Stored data
PR #1429, opened 2019-04-04
fakerp refactor

mjudeikis:
```release-note
NONE
```

Refactor fake RP to use files as "storage"
Persist state into "storage" on methods
Split some of the methods where logic started to become overcomplicated.

### DIFF
--- a/pkg/fakerp/admin_handlers.go
+++ b/pkg/fakerp/admin_handlers.go
@@ -10,11 +10,7 @@ import (
 
 // handleBackup handles admin requests to backup an etcd cluster
 func (s *Server) handleBackup(w http.ResponseWriter, req *http.Request) {
-	cs := s.read()
-	if cs == nil {
-		s.badRequest(w, "Failed to read the internal config")
-		return
-	}
+	cs := req.Context().Value(ContainerServicesKey).(*api.OpenShiftManagedCluster)
 
 	backupName := chi.URLParam(req, "backupName")
 
@@ -24,11 +20,7 @@ func (s *Server) handleBackup(w http.ResponseWriter, req *http.Request) {
 
 // handleGetControlPlanePods handles admin requests for the list of control plane pods
 func (s *Server) handleGetControlPlanePods(w http.ResponseWriter, req *http.Request) {
-	cs := s.read()
-	if cs == nil {
-		s.badRequest(w, "Failed to read the internal config")
-		return
-	}
+	cs := req.Context().Value(ContainerServicesKey).(*api.OpenShiftManagedCluster)
 
 	pods, err := s.plugin.GetControlPlanePods(req.Context(), cs)
 	s.adminreply(w, err, pods)
@@ -36,11 +28,7 @@ func (s *Server) handleGetControlPlanePods(w http.ResponseWriter, req *http.Requ
 
 // handleListClusterVMs handles admin requests for the list of cluster VMs
 func (s *Server) handleListClusterVMs(w http.ResponseWriter, req *http.Request) {
-	cs := s.read()
-	if cs == nil {
-		s.badRequest(w, "Failed to read the internal config")
-		return
-	}
+	cs := req.Context().Value(ContainerServicesKey).(*api.OpenShiftManagedCluster)
 
 	vms, err := s.plugin.ListClusterVMs(req.Context(), cs)
 	s.adminreply(w, err, vms)
@@ -48,11 +36,7 @@ func (s *Server) handleListClusterVMs(w http.ResponseWriter, req *http.Request) 
 
 // handleReimage handles reimaging a vm in the cluster
 func (s *Server) handleReimage(w http.ResponseWriter, req *http.Request) {
-	cs := s.read()
-	if cs == nil {
-		s.badRequest(w, "Failed to read the internal config")
-		return
-	}
+	cs := req.Context().Value(ContainerServicesKey).(*api.OpenShiftManagedCluster)
 
 	hostname := chi.URLParam(req, "hostname")
 
@@ -62,11 +46,7 @@ func (s *Server) handleReimage(w http.ResponseWriter, req *http.Request) {
 
 // handleListBackups handles admin requests to list etcd backups
 func (s *Server) handleListBackups(w http.ResponseWriter, req *http.Request) {
-	cs := s.read()
-	if cs == nil {
-		s.badRequest(w, "Failed to read the internal config")
-		return
-	}
+	cs := req.Context().Value(ContainerServicesKey).(*api.OpenShiftManagedCluster)
 
 	backups, pluginErr := s.plugin.ListEtcdBackups(req.Context(), cs)
 	var err error
@@ -79,11 +59,7 @@ func (s *Server) handleListBackups(w http.ResponseWriter, req *http.Request) {
 
 // handleRestore handles admin requests to restore an etcd cluster from a backup
 func (s *Server) handleRestore(w http.ResponseWriter, req *http.Request) {
-	cs := s.read()
-	if cs == nil {
-		s.badRequest(w, "Failed to read the internal config")
-		return
-	}
+	cs := req.Context().Value(ContainerServicesKey).(*api.OpenShiftManagedCluster)
 
 	backupName := chi.URLParam(req, "backupName")
 
@@ -98,11 +74,7 @@ func (s *Server) handleRestore(w http.ResponseWriter, req *http.Request) {
 
 // handleRotateSecrets handles admin requests for the rotation of cluster secrets
 func (s *Server) handleRotateSecrets(w http.ResponseWriter, req *http.Request) {
-	cs := s.read()
-	if cs == nil {
-		s.badRequest(w, "Failed to read the internal config")
-		return
-	}
+	cs := req.Context().Value(ContainerServicesKey).(*api.OpenShiftManagedCluster)
 
 	deployer := GetDeployer(s.log, cs, s.testConfig)
 	pluginErr := s.plugin.RotateClusterSecrets(req.Context(), cs, deployer)
@@ -117,11 +89,7 @@ func (s *Server) handleRotateSecrets(w http.ResponseWriter, req *http.Request) {
 
 // handleForceUpdate handles admin requests for the force updates of clusters
 func (s *Server) handleForceUpdate(w http.ResponseWriter, req *http.Request) {
-	cs := s.read()
-	if cs == nil {
-		s.badRequest(w, "Failed to read the internal config")
-		return
-	}
+	cs := req.Context().Value(ContainerServicesKey).(*api.OpenShiftManagedCluster)
 
 	pluginErr := s.plugin.ForceUpdate(req.Context(), cs, GetDeployer(s.log, cs, s.testConfig))
 	var err error
@@ -134,11 +102,7 @@ func (s *Server) handleForceUpdate(w http.ResponseWriter, req *http.Request) {
 
 // handleRunCommand handles running generic commands on a given vm within a scaleset in the cluster
 func (s *Server) handleRunCommand(w http.ResponseWriter, req *http.Request) {
-	cs := s.read()
-	if cs == nil {
-		s.badRequest(w, "Failed to read the internal config")
-		return
-	}
+	cs := req.Context().Value(ContainerServicesKey).(*api.OpenShiftManagedCluster)
 
 	hostname := chi.URLParam(req, "hostname")
 	command := chi.URLParam(req, "command")
--- a/pkg/fakerp/admin_handlers.go
+++ b/pkg/fakerp/admin_handlers.go
@@ -10,7 +10,7 @@ import (
 
 // handleBackup handles admin requests to backup an etcd cluster
 func (s *Server) handleBackup(w http.ResponseWriter, req *http.Request) {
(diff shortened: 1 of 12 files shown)


charlesakalugwu:
@mjudeikis I think it might be worth discussing how to generalize this work to support multiple clusters don't you think?

configs can be stored in `_data/{subscriptionId}/{resourceGroup}/{clusterName}`...

mjudeikis:
This is super close to having multiple cluster support. My initial implementation was doing this under `_data/{clusterkey}/files` and `store` was accepting `key` as an argument. Just question is if we need it. 

For sure discussion :)

mjudeikis:
Testing the flakes in logic, but ready for review

asalkeld:
looking good

mjudeikis:
@jim-minter, @charlesakalugwu wdyt?

pkg/fakerp/store/type.go
```diff
@@ -0,0 +1,85 @@
...
+}
+
+func (s *Storage) Delete() error {
+	s.Lock()
+	defer s.Unlock()
+	s.log.Debugf("storage: Delete %s/%s", s.storageDir, containerServices)
+	return os.RemoveAll(fmt.Sprintf("%s/%s", s.storageDir, containerServices))
+}
+
+func (s *Storage) UpdateState(state api.ProvisioningState) error {
```
jim-minter: I don't think this function should exist at all.  Callers should use Put().

pkg/fakerp/admin_handlers.go
```diff
@@ -1,58 +1,40 @@
...
+	cs, err := s.store.Get()
+	if cs == nil || err != nil {
 		s.internalError(w, "Failed to read the internal config")
 		return
 	}
 
 	backupName := chi.URLParam(req, "backupName")
 
-	err := s.plugin.BackupEtcdCluster(req.Context(), cs, backupName)
+	err = s.store.UpdateState(api.Updating)
```
jim-minter: why does the fake rp need to do this?  operations are serialised and non-crash-recoverable.  We will make our lives much easier if we don't attempt to do this.

pkg/fakerp/admin_handlers.go
```diff
@@ -1,58 +1,40 @@
...
-	w.Header().Set("Content-Type", "application/json")
-	w.Write(b)
-	return
-}
-
 // handleBackup handles admin requests to backup an etcd cluster
 func (s *Server) handleBackup(w http.ResponseWriter, req *http.Request) {
-	cs := s.read()
-	if cs == nil {
+	cs, err := s.store.Get()
```
jim-minter: every handler needs a cs.  Every put handler writes a cs.  DRY.  Try to move the get and optional put logic into context() in middleware.go - it's mad to have it duplicated in every handle function.

pkg/fakerp/admin_handlers.go
```diff
@@ -106,71 +96,93 @@ func (s *Server) handleListBackups(w http.ResponseWriter, req *http.Request) {
...
 		s.internalError(w, "Failed to read the internal config")
 		return
 	}
 
 	backupName := chi.URLParam(req, "backupName")
 
-	pluginErr := s.plugin.RecoverEtcdCluster(req.Context(), cs, GetDeployer(s.log, cs, s.testConfig), backupName)
-	var err error
-	if pluginErr != nil {
-		// TODO: fix this nastiness: https://golang.org/doc/faq#nil_error
```
jim-minter: on what basis are you removing this code?  I don't believe this PR is fixing the underlying issue, so it can't go.

pkg/fakerp/customer_handlers.go
```diff
@@ -95,10 +96,10 @@ func (s *Server) handleDelete(w http.ResponseWriter, req *http.Request) {
 		// long-running operation can exit successfully.
 		if resp.StatusCode == http.StatusOK {
 			s.log.Infof("deleted resource group %s", resourceGroup)
-			s.write(nil)
+			s.store.Delete()
```
jim-minter: I'd like to get rid of the asynchronous delete - it adds complexity for no real benefit.  That does not imply removing NO_WAIT, which I'd like to keep.

pkg/fakerp/customer_handlers.go
```diff
@@ -109,83 +110,110 @@ func (s *Server) handleDelete(w http.ResponseWriter, req *http.Request) {
...
 
-func (s *Server) handlePut(w http.ResponseWriter, req *http.Request) {
+func (s *Server) handleAdminPut(w http.ResponseWriter, req *http.Request) {
 	// read old config if it exists
-	var oldCs *internalapi.OpenShiftManagedCluster
+	var oldCs *api.OpenShiftManagedCluster
 	var err error
-	if !shared.IsUpdate() {
-		s.writeState(internalapi.Creating)
+	if shared.IsUpdate() {
```
jim-minter: note: admin put must always be an update

pkg/fakerp/customer_handlers.go
```diff
@@ -109,83 +110,110 @@ func (s *Server) handleDelete(w http.ResponseWriter, req *http.Request) {
...
+	oc := v20190430.FromInternal(cs)
+	res, err = json.Marshal(oc)
+	if err != nil {
+		s.internalError(w, fmt.Sprintf("Failed to marshal response: %v", err))
+		return
 	}
+	w.Write(res)
+}
+
+func (s *Server) adminReplay(w http.ResponseWriter, req *http.Request) {
```
jim-minter: what is this function for?

pkg/fakerp/customer_handlers.go
```diff
@@ -109,83 +110,110 @@ func (s *Server) handleDelete(w http.ResponseWriter, req *http.Request) {
 }
 
 func (s *Server) handleGet(w http.ResponseWriter, req *http.Request) {
-	s.reply(w, req)
+	s.customerReply(w, req)
 }
 
-func (s *Server) handlePut(w http.ResponseWriter, req *http.Request) {
+func (s *Server) handleAdminPut(w http.ResponseWriter, req *http.Request) {
```
jim-minter: I think I'm -1 on splitting handlePut -> handle{Admin,Customer}Put.  I think refactors can be done to neaten handlePut instead.  Is there a good reason for splitting that I'm missing?

pkg/fakerp/fakerp.go
```diff
@@ -229,25 +224,33 @@ func createOrUpdate(ctx context.Context, p api.Plugin, log *logrus.Entry, cs, ol
...
 	if err != nil {
 		return nil, err
 	}
 
-	log.Info("plugin createorupdate")
-	deployer := GetDeployer(log, cs, testConfig)
-	if err := p.CreateOrUpdate(ctx, cs, oldCs != nil, deployer); err != nil {
-		return nil, err
+	if oldCs != nil && isAdmin {
+		cs.Properties.ProvisioningState = api.AdminUpdating
```
jim-minter: again: why do we need to do this?

pkg/fakerp/store/type.go
```diff
@@ -0,0 +1,85 @@
...
+	defer s.Unlock()
+	s.log.Debugf("storage: Put %s/%s", s.storageDir, containerServices)
+	bytes, err := yaml.Marshal(cs)
+	if err != nil {
+		return err
+	}
+	return ioutil.WriteFile(fmt.Sprintf("%s/%s", s.storageDir, containerServices), bytes, 0600)
+}
+
+func (s *Storage) Get() (*api.OpenShiftManagedCluster, error) {
```
jim-minter: I suspect this will need to relax to return a nil cs and no error if the file doesn't exist

pkg/fakerp/store/type.go
```diff
@@ -0,0 +1,85 @@
...
+type Store interface {
+	Put(value *api.OpenShiftManagedCluster) error
+	Get() (*api.OpenShiftManagedCluster, error)
+	UpdateState(state api.ProvisioningState) error
+	Delete() error
+}
+
+type Storage struct {
+	storageDir string
+	sync.Mutex
```
jim-minter: why is the mutex needed?  what do we need to do to get rid of it?

pkg/fakerp/admin_handlers.go
mjudeikis: This adds some ambiguity in the error handling when we need to know if this is first Put create, or update Put, etc. We cant error on non-existing record/file because of case 1.

pkg/fakerp/store/type.go
mjudeikis: Did a slightly different implementation of `store`.

pkg/fakerp/customer_handlers.go
mjudeikis: done

mjudeikis:
@jim-minter would you mind giving review one more time? little bit different implementation

pkg/fakerp/store/store.go
```diff
@@ -0,0 +1,123 @@
...
+		s.log.Debugf("Using '%s' (database already exists)", dir)
+		return s, nil
+	}
+
+	// if the database doesn't exist create it
+	s.log.Debugf("Creating database at '%s'", dir)
+	return s, os.MkdirAll(dir, 0755)
+}
+
+func (s *Storage) Put(key string, b []byte) error {
```
jim-minter: why not work with *api.OpenShiftManagedCluster instead of []byte?

pkg/fakerp/store/store.go
```diff
@@ -0,0 +1,123 @@
...
+
+	if err := ioutil.WriteFile(tmpPath, b, 0644); err != nil {
+		return err
+	}
+
+	return os.Rename(tmpPath, fnlPath)
+}
+
+// Get a record from the database
+func (s *Storage) Get(key string) ([]byte, error) {
```
jim-minter: why not work with *api.OpenShiftManagedCluster instead of []byte?

pkg/fakerp/admin_handlers.go
```diff
@@ -1,47 +1,16 @@
...
-}
-
 // handleBackup handles admin requests to backup an etcd cluster
 func (s *Server) handleBackup(w http.ResponseWriter, req *http.Request) {
-	cs := s.read()
-	if cs == nil {
-		s.badRequest(w, "Failed to read the internal config")
-		return
-	}
+	cs := req.Context().Value(ContainerServicesKey).(*api.OpenShiftManagedCluster)
```
jim-minter: Good! :-D

pkg/fakerp/store/store.go
mjudeikis: It makes the store interface more universal. But :man_shrugging:

pkg/fakerp/util.go
```diff
@@ -16,3 +29,134 @@ func (s *Server) isAdminRequest(req *http.Request) bool {
...
+	w.Header().Set("Content-Type", "application/json")
+	w.Write(b)
+	return
+}
+
+// reply return either admin or external api response
+func (s *Server) reply(w http.ResponseWriter, req *http.Request) {
+	cs := req.Context().Value(ContainerServicesKey).(*api.OpenShiftManagedCluster)
+
+	if &cs == nil {
```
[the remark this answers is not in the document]
mjudeikis: Now yes

pkg/fakerp/store/store.go
```diff
@@ -0,0 +1,123 @@
...
+	case fi.Mode().IsDir():
+		return os.RemoveAll(record)
+	case fi.Mode().IsRegular():
+		return os.RemoveAll(record)
+	}
+
+	return nil
+}
+
+func stat(path string) (fi os.FileInfo, err error) {
```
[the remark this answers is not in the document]
mjudeikis: Just to be safe. But this is more applicable if we use same store interface in multiple places. removed.

pkg/fakerp/store/store.go
```diff
@@ -0,0 +1,123 @@
...
+func New(log *logrus.Entry, dir string) (*Storage, error) {
+	dir = filepath.Clean(dir)
+
+	s := &Storage{
+		dir:     dir,
+		log:     log,
+		mutexes: make(map[string]*sync.Mutex),
+	}
+
+	// if the database already exists, just use it
```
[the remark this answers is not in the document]
mjudeikis: same as others. If we reuse - helps to catch errors. removed.

pkg/fakerp/middleware.go
```diff
@@ -47,14 +49,28 @@ func (s *Server) context(handler http.Handler) http.Handler {
...
 			s.badRequest(w, err.Error())
 			return
 		}
-		ctx = context.WithValue(ctx, internalapi.ContextKeyVaultClientAuthorizer, vaultauthorizer)
+		ctx = context.WithValue(ctx, api.ContextKeyVaultClientAuthorizer, vaultauthorizer)
+
+		// add containerservices.yaml object to ctx
+		data, err := s.store.Get(ContainerServicesKey)
+		if err != nil {
+			s.log.Debugf("record %s not found. If this is create, ignore", ContainerServicesKey)
```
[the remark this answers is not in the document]
mjudeikis: can't think of anything now. If we want to set this in the context, we dont know which request is coming in.
The alternative is to start intercepting the request and ignore this part on `PUT, Create` only. Which taking into account all business logic looks as ulgy as this one. 

This is why I did store handling in the individual method handlers in the first place, and not in the context.

jim-minter:
there is more to do here, but this takes us forwards.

What is needed » Starting at the line that contains "Persist state into" and stopping after the line that contains "s.adminreply(w, err, pods)", write out every line exactly as it appears above, and no other line.

Response below »
Persist state into "storage" on methods
Split some of the methods where logic started to become overcomplicated.

### DIFF
--- a/pkg/fakerp/admin_handlers.go
+++ b/pkg/fakerp/admin_handlers.go
@@ -10,11 +10,7 @@ import (
 
 // handleBackup handles admin requests to backup an etcd cluster
 func (s *Server) handleBackup(w http.ResponseWriter, req *http.Request) {
-	cs := s.read()
-	if cs == nil {
-		s.badRequest(w, "Failed to read the internal config")
-		return
-	}
+	cs := req.Context().Value(ContainerServicesKey).(*api.OpenShiftManagedCluster)
 
 	backupName := chi.URLParam(req, "backupName")
 
@@ -24,11 +20,7 @@ func (s *Server) handleBackup(w http.ResponseWriter, req *http.Request) {
 
 // handleGetControlPlanePods handles admin requests for the list of control plane pods
 func (s *Server) handleGetControlPlanePods(w http.ResponseWriter, req *http.Request) {
-	cs := s.read()
-	if cs == nil {
-		s.badRequest(w, "Failed to read the internal config")
-		return
-	}
+	cs := req.Context().Value(ContainerServicesKey).(*api.OpenShiftManagedCluster)
 
 	pods, err := s.plugin.GetControlPlanePods(req.Context(), cs)
 	s.adminreply(w, err, pods)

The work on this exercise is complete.